Top of Material provided

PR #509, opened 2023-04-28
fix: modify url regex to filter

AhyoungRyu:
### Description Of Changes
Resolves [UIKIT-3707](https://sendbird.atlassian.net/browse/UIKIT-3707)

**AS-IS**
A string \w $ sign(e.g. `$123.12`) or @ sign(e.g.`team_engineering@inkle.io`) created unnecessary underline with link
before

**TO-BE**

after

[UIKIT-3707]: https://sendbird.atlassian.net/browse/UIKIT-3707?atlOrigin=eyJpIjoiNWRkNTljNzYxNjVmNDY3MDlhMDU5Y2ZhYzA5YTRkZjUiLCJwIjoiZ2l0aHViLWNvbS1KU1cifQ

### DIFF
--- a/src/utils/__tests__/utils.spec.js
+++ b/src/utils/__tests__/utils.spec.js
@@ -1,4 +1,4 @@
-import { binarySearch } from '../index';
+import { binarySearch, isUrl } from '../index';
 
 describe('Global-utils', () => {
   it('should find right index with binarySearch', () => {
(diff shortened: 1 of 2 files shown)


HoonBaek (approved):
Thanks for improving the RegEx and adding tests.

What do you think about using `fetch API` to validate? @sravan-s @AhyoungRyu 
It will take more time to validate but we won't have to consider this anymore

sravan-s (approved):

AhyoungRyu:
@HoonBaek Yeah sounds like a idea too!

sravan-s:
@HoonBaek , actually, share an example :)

Bottom of Material provided
Top of Material provided

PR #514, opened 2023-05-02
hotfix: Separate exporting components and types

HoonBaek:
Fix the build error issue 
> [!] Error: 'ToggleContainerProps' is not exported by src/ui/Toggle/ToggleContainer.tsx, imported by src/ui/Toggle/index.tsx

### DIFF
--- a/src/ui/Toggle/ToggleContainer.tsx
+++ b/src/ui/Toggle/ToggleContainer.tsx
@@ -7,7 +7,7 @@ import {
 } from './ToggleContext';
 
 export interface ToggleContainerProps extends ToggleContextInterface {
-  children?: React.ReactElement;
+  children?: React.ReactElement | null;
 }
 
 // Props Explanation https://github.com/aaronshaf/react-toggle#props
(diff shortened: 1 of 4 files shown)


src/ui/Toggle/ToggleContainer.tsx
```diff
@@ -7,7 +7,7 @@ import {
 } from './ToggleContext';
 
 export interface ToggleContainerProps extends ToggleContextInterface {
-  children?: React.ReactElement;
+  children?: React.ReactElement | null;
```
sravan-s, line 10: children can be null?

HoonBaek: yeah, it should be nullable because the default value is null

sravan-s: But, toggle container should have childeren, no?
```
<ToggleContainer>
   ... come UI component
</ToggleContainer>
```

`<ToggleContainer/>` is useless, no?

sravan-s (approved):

Bottom of Material provided

What is required – Every line in the records above that contains the word "null" is to be copied out.

Response area –
+  children?: React.ReactElement | null;
+  children?: React.ReactElement | null;
sravan-s, line 10: children can be null?
HoonBaek: yeah, it should be nullable because the default value is null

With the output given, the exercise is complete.